What this task involves: Each line of the data below that contains "recvCallback" must be copied.

[Stored data entries]
══════════════════════════════

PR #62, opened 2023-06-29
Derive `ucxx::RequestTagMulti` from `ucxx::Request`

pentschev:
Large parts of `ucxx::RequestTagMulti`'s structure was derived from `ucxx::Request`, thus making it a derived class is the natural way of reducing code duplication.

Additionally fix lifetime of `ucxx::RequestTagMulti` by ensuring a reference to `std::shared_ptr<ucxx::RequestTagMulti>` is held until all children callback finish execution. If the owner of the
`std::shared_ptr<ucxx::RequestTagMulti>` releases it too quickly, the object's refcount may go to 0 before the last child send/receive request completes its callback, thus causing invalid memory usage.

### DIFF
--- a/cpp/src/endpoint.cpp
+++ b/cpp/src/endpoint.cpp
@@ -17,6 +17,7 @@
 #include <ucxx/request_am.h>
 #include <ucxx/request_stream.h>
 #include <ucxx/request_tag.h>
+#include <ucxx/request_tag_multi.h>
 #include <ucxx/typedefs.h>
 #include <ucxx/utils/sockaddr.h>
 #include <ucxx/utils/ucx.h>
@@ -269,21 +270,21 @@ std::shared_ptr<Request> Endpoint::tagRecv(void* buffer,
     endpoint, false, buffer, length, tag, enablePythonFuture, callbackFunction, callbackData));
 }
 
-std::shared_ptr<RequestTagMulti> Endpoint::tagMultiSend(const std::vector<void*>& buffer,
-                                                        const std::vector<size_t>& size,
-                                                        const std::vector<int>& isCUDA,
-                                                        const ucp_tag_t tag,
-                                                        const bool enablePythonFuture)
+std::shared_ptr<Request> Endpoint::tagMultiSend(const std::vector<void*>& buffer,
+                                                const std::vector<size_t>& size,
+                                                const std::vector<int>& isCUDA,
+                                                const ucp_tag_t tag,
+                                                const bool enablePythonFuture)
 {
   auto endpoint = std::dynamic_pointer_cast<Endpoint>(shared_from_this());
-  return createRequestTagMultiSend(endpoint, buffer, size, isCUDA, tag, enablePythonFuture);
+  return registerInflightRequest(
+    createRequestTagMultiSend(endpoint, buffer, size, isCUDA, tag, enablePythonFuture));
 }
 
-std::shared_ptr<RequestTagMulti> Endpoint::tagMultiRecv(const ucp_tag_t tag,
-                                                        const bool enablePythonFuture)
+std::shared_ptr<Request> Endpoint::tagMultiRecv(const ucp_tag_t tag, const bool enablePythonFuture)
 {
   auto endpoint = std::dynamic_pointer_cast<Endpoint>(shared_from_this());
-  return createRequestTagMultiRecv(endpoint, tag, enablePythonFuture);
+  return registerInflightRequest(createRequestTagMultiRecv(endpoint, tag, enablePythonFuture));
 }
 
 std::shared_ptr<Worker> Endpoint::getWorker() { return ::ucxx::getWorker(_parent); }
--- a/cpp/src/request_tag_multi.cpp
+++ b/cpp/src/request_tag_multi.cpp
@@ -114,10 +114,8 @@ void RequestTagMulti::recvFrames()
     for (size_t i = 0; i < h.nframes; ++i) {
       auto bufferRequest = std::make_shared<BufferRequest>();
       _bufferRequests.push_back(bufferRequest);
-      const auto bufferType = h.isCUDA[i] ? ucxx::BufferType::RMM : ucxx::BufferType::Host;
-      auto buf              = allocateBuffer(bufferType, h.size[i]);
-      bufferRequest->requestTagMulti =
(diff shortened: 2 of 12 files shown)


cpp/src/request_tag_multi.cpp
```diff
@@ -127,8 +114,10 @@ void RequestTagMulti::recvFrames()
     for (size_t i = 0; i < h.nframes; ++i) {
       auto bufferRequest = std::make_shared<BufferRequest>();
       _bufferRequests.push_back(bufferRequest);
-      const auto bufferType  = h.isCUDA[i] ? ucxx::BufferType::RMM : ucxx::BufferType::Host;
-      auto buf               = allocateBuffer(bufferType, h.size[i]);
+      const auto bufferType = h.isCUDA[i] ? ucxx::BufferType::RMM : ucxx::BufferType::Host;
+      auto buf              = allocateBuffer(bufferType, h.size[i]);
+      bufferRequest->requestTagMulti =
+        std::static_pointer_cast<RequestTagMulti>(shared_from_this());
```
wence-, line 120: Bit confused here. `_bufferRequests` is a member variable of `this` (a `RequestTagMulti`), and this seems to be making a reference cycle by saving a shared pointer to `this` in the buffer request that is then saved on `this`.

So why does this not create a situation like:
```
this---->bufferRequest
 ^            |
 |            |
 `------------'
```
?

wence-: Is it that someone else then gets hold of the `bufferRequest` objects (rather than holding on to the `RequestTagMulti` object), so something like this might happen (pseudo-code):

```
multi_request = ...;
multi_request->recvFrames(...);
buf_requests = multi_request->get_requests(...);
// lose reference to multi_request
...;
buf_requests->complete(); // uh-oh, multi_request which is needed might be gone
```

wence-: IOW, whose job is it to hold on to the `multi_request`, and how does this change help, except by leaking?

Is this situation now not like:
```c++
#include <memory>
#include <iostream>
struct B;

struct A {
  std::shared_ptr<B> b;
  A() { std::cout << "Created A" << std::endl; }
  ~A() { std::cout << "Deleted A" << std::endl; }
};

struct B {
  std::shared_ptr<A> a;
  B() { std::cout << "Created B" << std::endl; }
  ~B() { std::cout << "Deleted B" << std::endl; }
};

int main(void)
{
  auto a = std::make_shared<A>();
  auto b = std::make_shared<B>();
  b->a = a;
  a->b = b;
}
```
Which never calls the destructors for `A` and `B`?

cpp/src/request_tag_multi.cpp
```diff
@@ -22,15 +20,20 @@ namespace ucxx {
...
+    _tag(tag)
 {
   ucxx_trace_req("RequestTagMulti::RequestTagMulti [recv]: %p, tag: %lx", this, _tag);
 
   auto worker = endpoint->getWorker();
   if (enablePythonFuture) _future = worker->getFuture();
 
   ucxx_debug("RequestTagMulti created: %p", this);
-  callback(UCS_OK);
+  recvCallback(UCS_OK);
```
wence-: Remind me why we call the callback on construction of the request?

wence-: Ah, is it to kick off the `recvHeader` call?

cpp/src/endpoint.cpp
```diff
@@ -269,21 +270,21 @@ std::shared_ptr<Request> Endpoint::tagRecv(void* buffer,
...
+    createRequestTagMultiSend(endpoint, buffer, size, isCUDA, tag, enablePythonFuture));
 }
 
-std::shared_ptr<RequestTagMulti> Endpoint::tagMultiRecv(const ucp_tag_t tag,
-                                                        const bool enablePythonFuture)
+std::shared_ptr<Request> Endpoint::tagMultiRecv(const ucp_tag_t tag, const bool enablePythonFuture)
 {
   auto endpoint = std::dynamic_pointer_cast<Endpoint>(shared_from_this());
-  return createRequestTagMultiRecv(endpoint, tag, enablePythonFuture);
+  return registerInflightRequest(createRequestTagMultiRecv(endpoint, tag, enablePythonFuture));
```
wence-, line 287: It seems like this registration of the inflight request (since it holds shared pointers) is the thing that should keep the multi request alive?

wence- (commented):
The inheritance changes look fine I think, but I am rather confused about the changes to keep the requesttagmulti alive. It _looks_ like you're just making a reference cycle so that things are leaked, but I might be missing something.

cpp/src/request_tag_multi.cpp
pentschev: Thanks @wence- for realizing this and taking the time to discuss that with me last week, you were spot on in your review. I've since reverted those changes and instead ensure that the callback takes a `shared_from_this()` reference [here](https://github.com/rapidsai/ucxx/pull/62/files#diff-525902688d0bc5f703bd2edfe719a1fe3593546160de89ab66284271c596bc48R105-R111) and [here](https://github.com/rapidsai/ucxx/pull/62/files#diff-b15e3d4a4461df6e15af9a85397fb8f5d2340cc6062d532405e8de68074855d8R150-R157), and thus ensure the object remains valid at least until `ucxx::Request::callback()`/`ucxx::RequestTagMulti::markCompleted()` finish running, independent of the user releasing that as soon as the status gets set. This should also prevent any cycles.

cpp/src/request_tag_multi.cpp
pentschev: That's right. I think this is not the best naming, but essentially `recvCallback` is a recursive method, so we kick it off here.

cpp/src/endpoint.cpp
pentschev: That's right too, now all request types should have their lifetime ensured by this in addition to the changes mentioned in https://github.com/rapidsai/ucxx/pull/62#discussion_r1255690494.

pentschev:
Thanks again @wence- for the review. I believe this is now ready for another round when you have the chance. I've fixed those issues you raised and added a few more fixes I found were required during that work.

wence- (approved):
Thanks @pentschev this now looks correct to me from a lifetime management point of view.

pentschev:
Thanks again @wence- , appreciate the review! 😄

══════════════════════════════

Solution:
+  recvCallback(UCS_OK);
pentschev: That's right. I think this is not the best naming, but essentially `recvCallback` is a recursive method, so we kick it off here.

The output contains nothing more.